**PROBLEM DETAILS**
Treat the line containing "PR #3167, opened 2016-05-16" as the first line and the final line of the material below as the last; reproduce that range exactly.

**INFORMATION**

PR #304, opened 2018-04-25
Add `gem` to the exclusion list

bdunne:
Based on https://github.com/ManageIQ/manageiq-appliance/pull/188#issuecomment-384318895

cc @carbonin


jrafanie:
👏 🙇‍♀️ :shipit:

PR #3167, opened 2016-05-16
(feat.) Multiple Business Hours

daniel-nagy:
Allows passing an array to the business hours property.

**Motivation**

* It is not uncommon for a business to have different hours on different days.
* Change business hours when switching days in `agendaDay` view.


daniel-nagy:
My apologies, I made this PR from an older version.

PR #3168, opened 2016-05-16
(feat.) Multiple Business Hours

daniel-nagy:
Allows passing an array to the business hours property.

**Motivation**

* It is not uncommon for a business to have different hours on different days.
* Change business hours when switching days in `agendaDay` view.

I won't be offended if you trash this PR and write your own code to do this, I'm just hoping this feature makes it into master.


daniel-nagy:
Closing because there is much more work to be done to get this to work correctly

**ANSWER BOX**
PR #3167, opened 2016-05-16
(feat.) Multiple Business Hours

daniel-nagy:
Allows passing an array to the business hours property.

**Motivation**

* It is not uncommon for a business to have different hours on different days.
* Change business hours when switching days in `agendaDay` view.


daniel-nagy:
My apologies, I made this PR from an older version.

PR #3168, opened 2016-05-16
(feat.) Multiple Business Hours

daniel-nagy:
Allows passing an array to the business hours property.

**Motivation**

* It is not uncommon for a business to have different hours on different days.
* Change business hours when switching days in `agendaDay` view.

I won't be offended if you trash this PR and write your own code to do this, I'm just hoping this feature makes it into master.


daniel-nagy:
Closing because there is much more work to be done to get this to work correctly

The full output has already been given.